[Data entries]
________
PR #548, opened 2026-03-10
fix: ensure to remove tasks with errors from used deployments

jhonasiv:
There were two different scenarios where we got the same kind of error, which looked like this:

```
NoMethodError: undefined method `[]' for nil:NilClass
    /home/jhonas/dev/wetpaint/tools/roby/lib/roby/relations/space.rb:340:in `block (2 levels) in relation'
    /home/jhonas/dev/wetpaint/tools/syskit/lib/syskit/network_generation/runtime_network_adaptation.rb:454:in `adapt_existing_deployment'
    /home/jhonas/dev/wetpaint/tools/syskit/lib/syskit/network_generation/runtime_network_adaptation.rb:177:in `handle_required_deployment'
    /home/jhonas/dev/wetpaint/tools/syskit/lib/syskit/network_generation/runtime_network_adaptation.rb:129:in `block in finalize_used_deployments'
    /home/jhonas/dev/wetpaint/tools/syskit/lib/syskit/network_generation/runtime_network_adaptation.rb:127:in `each'
    /home/jhonas/dev/wetpaint/tools/syskit/lib/syskit/network_generation/runtime_network_adaptation.rb:127:in `finalize_used_deployments'
    /home/jhonas/dev/wetpaint/tools/syskit/lib/syskit/network_generation/runtime_network_adaptation.rb:66:in `finalize_deployed_tasks'
    /home/jhonas/dev/wetpaint/tools/syskit/lib/syskit/network_generation/runtime_network_adaptation.rb:40:in `apply'
    /home/jhonas/dev/wetpaint/tools/syskit/lib/syskit/network_generation/engine.rb:186:in `block in apply_deployed_network_to_plan'
    /home/jhonas/dev/wetpaint/tools/roby/lib/roby/event_logging/mixin.rb:43:in `log_timepoint_group'
    /home/jhonas/dev/wetpaint/tools/syskit/lib/syskit/network_generation/engine.rb:179:in `apply_deployed_network_to_plan'
    /home/jhonas/dev/wetpaint/tools/syskit/lib/syskit/network_generation/engine.rb:613:in `block in apply_system_network_to_plan'
    /home/jhonas/dev/wetpaint/tools/roby/lib/roby/event_logging/mixin.rb:43:in `log_timepoint_group'
    /home/jhonas/dev/wetpaint/tools/syskit/lib/syskit/network_generation/engine.rb:612:in `apply_system_network_to_plan'
    /home/jhonas/dev/wetpaint/tools/syskit/lib/syskit/network_generation/engine.rb:587:in `resolve'
    /home/jhonas/dev/wetpaint/tools/syskit/test/network_generation/test_engine.rb:737:in `block (4 levels) in <module:NetworkGeneration>'
```

That happened because we were removing tasks from the plan due to a resolution error during the #apply_deployed_network_to_plan step, but we never removed them from the used_deployments, therefore the system was still trying to solve for tasks that were not in the plan anymore.

### DIFF
--- a/lib/syskit/network_generation/engine.rb
+++ b/lib/syskit/network_generation/engine.rb
@@ -133,8 +133,12 @@ module Syskit
                         lazy: lazy_deploy
                     )
                     @used_deployments = @used_deployments.merge(used_deployments)
-                    resolution_errors = error_handler.process_failures(
-                        required_instances, cleanup_failed_tasks: true
+                    @used_deployments.transform_keys! do |task|
+                        merge_solver.replacement_for(task)
+                    end
+                    resolution_errors, @used_deployments = process_failures(
+                        error_handler, required_instances, @used_deployments,
+                        cleanup_failed_tasks: true
                     )
                     # Sanity check that the plan was properly cleaned up
                     SystemNetworkDeployer.verify_all_tasks_deployed(
@@ -406,8 +410,10 @@ module Syskit
                 toplevel_tasks_to_requirements =
                     system_network_generator.toplevel_tasks_to_requirements
 
-                resolution_errors = error_handler.process_failures(
+                resolution_errors, @used_deployments = process_failures(
+                    error_handler,
                     required_instances,
+                    @used_deployments,
                     cleanup_failed_tasks: cleanup_resolution_errors
                 )
                 if cleanup_resolution_errors
@@ -421,6 +427,21 @@ module Syskit
                     )
                 end
                 [required_instances, resolution_errors, toplevel_tasks_to_requirements]
+            end
+
+            def process_failures(
+                error_handler, required_instances, used_deployments, cleanup_failed_tasks:
+            )
+                resolution_errors = error_handler.process_failures(required_instances)
+                return [resolution_errors, used_deployments] unless cleanup_failed_tasks
+
+                removed_tasks = error_handler.cleanup_resolution_errors(
+                    resolution_errors, required_instances, work_plan
+                )
+                removed_tasks.each do |task|
+                    used_deployments.delete(task)
+                end
+                [resolution_errors, used_deployments]
             end
 
             # Computes the system network, that is the network that fullfills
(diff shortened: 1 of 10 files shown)


lib/syskit/network_generation/engine.rb
```diff
@@ -406,8 +410,10 @@ def compute_system_network(
                 toplevel_tasks_to_requirements =
                     system_network_generator.toplevel_tasks_to_requirements
 
-                resolution_errors = error_handler.process_failures(
+                resolution_errors = process_failures(
```
wvmcastro, line 407: I would prefer
```ruby
resolution_errors, @used_deployments = process_failures( ...)

```
because it is very explicit that I am updating the **@used_depoloyments** member

test/network_generation/test_engine.rb
wvmcastro, line 1: I think a few months from now knowing what these tests are _actually_ testing will be a puzzle. I think it is worth documenting what the are testing and how. Moreover, if it wouldn't be too painful to write, I would like to see a test that checks **@used_deployments** before and after error resolution and asserts that the desired deployments were removed

wvmcastro (commented):
Giving our time constraint, I would approve this with just the test documentation

test/network_generation/test_engine.rb
jhonasiv: But they do test a typical behavior from #resolve. The issue before is that we assumed #resolve didnt need any tests due to being tested in higher level elsewhere, but this behavior actually had to be tested since it is specific to this set of parameters. I dont think they are specific to the errors we found, this code path is something that should be directly tested anyways.

Your suggestion is one that is very specific to this bug though, I dont agree that the unit tests should be this granular on this part of syskit.

doudou: I actually prefer the system test, not depending on the internal implementation (which we are fixing actually)

doudou (approved):

lib/syskit/task_context.rb
```diff
@@ -59,6 +59,8 @@ class TaskContext < Component
         # The last state before we went to orogen_state
         attr_reader :last_orogen_state
 
+        attr_accessor :deployed_task
```
doudou, line 62: I would feel better if you would propagate deployed_task during merges (and possibly include it in the merge tests ?)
________
• Problem: Look through the data and gather every line with the string "module" in it.

• Output:
    /home/jhonas/dev/wetpaint/tools/syskit/test/network_generation/test_engine.rb:737:in `block (4 levels) in <module:NetworkGeneration>'
@@ -133,8 +133,12 @@ module Syskit
@@ -406,8 +410,10 @@ module Syskit
@@ -421,6 +427,21 @@ module Syskit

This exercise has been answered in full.